Spent the day ( yesterday) visiting a few farms.
Connecticut has an " Open Farm Day" where a bunch of farms open their doors for the public to come and visit, sample, purchase products, tour the farms , speak to the farmers.

I primarily went to visit The Garlic Farm, and chewed the owners ear off with loads of questions.  Wanted to get a feel for how the Pro's do it.

Perfect weather, a lot of fun.

Had bunches of garlic hanging in the barn.


----------



## blissful

larry_stewart said:


> Spent the day ( yesterday) visiting a few farms.
> Connecticut has an " Open Farm Day" where a bunch of farms open their doors for the public to come and visit, sample, purchase products, tour the farms , speak to the farmers.
> 
> I primarily went to visit The Garlic Farm, and chewed the owners ear off with loads of questions.  Wanted to get a feel for how the Pro's do it.
> 
> Perfect weather, a lot of fun.
> 
> Had bunches of garlic hanging in the barn.

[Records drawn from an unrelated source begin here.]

PR #13, opened 2022-03-08
draft rfc for scalar type functions

haarg:


rfcs/rfc0017.md
```diff
@@ -0,0 +1,149 @@
...
+
+    Author:  Graham Knop <haarg@haarg.org>
+    Sponsor:
+    ID:      0017
+    Status:  Draft
+
+## Abstract
+
+This RFC proposes adding new builtin functions created_as_string and
+created_as_number for checking the original form of non-scalar references.
```
demerphq, line 13: Shouldn't  it be created_as_integer and also created_as_float? Or are we not going to differentiate between NV and IV?

haarg: It is not yet possible to make that distinction. It is included in the "Future Scope" section though. I think a check for "number" is still valuable.

rfcs/rfc0017.md
```diff
@@ -0,0 +1,149 @@
...
+  my $number1 = created_as_number $value1; # false
+
+  my $value2 = 1;
+  my $string2 = created_as_string $value2; # false
+  my $number2 = created_as_number $value2; # true
+
+  my $value3 = "1";
+  my $used_as_number3 = 0+$value3;
+  my $string3 = created_as_string $value2; # true
+  my $number3 = created_as_number $value2; # false
```
johannessen, line 105: `$value2` → `$value3`

rfcs/rfc0017.md
```diff
@@ -0,0 +1,149 @@
...
+
+  my $value4 = 1;
+  my $used_as_string4 = "$value4";
+  my $string4 = created_as_string $value2; # false
+  my $number4 = created_as_number $value2; # true
```
johannessen, line 110: `$value2` → `$value4`

rfcs/rfc0017.md
```diff
@@ -0,0 +1,149 @@
...
+
+## Prototype Implementation
+
+None.
+
+## Future Scope
+
+It is possible that in the future, the NOK or IOK flags will only be set for
+values created as numbers. That would mean the implementation of these
+functions may change, but should not impact the results returned.
```
leonerd, line 120: One slightly awkward upshot is that in the current implementation, values that start off as strings can still gain the NOK or IOK flags. Because of that, it means we can't distinguish created-as-strings from genuine dualvars (either core variables like `$!` or the result of `Scalar::Util::dualvar`).

There's not much we can do about that at present, but it may be something we want to take note of when documenting how `created_as_string` works at the moment. A future version may not be confused by dualvars, but currently both of these will be true:

```perl
created_as_string $!;
created_as_string dualvar(123, "four-five-six");
```

rfcs/rfc0017.md
exodist: Would it maybe make more sense to implement something like `%flags = scalar_flags($foo)` or `scalar_props($foo)` that returns all the interesting bits you do not normally see, including the things these functions look at, plus some summary keys for `created_as_xxx`? Then document the gotchas and what each thing may or may not mean?

Or are these specific questions really important to answer while the other things contained under the hood of a scalar are useless at the perl-code level?

haarg: That kind of information is already available via B, but it is hard to interpret correctly. And the specific behavior of the internal flags may change over time. The fact that they can change without it being a backwards compatibility break is in fact why this RFC is viable at all. Making these flags more visible would often be misleading, as they will change based on read operations. The changes in perl 5.36 make it possible to use the flags to accurately check the type, but only for the specific case of string vs number.

rfcs/rfc0017.md
```diff
@@ -0,0 +1,149 @@
...
+  my $number3 = created_as_number $value3; # false
+
+  my $value4 = 1;
+  my $used_as_string4 = "$value4";
+  my $string4 = created_as_string $value4; # false
+  my $number4 = created_as_number $value4; # true
+
+## Prototype Implementation
+
+None.
```
leonerd, line 114: I've started a (currently-draft) core PR for this at https://github.com/Perl/perl5/pull/19524

leonerd (approved):
LGTM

That looks like FUN! I bet the Garlic Farm was fun too. I just finished trimming the last of my curing garlic today, my Russian Red. Larry, learn any tricks of the trade you want to share with us?

I visited (over the holiday week-end) the unexpected farms at a historical place in Wisconsin. It is called Old World Wisconsin. What they have done, is to take actual farms/homes/general stores/wheel houses/blacksmith shops moved from around Wisconsin to this one location, built originally by the germans, finns, norwegians and others, then show the gardens/farms actual to that ethnic type, during that portion of history, 1830's up to 1910. They also had food preparation in stone/brick ovens, large black stoves for heating and cooking, hands on activities for creating articles of use, animals they used and cared for. There were people (volunteers) working as interpreters, showing, explaining, and narrating the stories of that time in that place. A beautiful, peaceful, walk in nature.
https://oldworldwisconsin.wisconsinhistory.org/about-us/


----------



## skilletlicker

While living in Northern California went to the Gilroy Garlic Festival. Seemed like every food you could name was made with garlic there. Did they have garlic ice cream?


----------



## GotGarlic

skilletlicker said:


> While living in Northern California went to the Gilroy Garlic Festival. Seemed like every food you could name was made with garlic there. Did they have garlic ice cream?


My dad used to live very close to Gilroy. We could smell the garlic driving down to Spreckels. I believe they did have garlic ice cream [emoji38]


----------



## Cheryl J

Wow, that's a lot of garlic! Looks and sounds like fun, Larry.  I love foodie events.


----------



## larry_stewart

blissful said:


> I visited (over the holiday week-end) the unexpected farms at a historical place in Wisconsin. It is called Old World Wisconsin. What they have done, is to take actual farms/homes/general stores/wheel houses/blacksmith shops moved from around Wisconsin to this one location, built originally by the germans, finns, norwegians and others, then show the gardens/farms actual to that ethnic type, during that portion of history, 1830's up to 1910. They also had food preparation in stone/brick ovens, large black stoves for heating and cooking, hands on activities for creating articles of use, animals they used and cared for. There were people (volunteers) working as interpreters, showing, explaining, and narrating the stories of that time in that place. A beautiful, peaceful, walk in nature.
> https://oldworldwisconsin.wisconsinhistory.org/about-us/



We have similar thing down here too.  They actually have an annual fair ( as they would have mid 1800's)  which is actually coming up the next two weekends.  There are produce , craft and livestock competitions along with old fashioned baseball game and other things from back in the day.  Yours looks a lot bigger than the local one we have here.  I love places like that.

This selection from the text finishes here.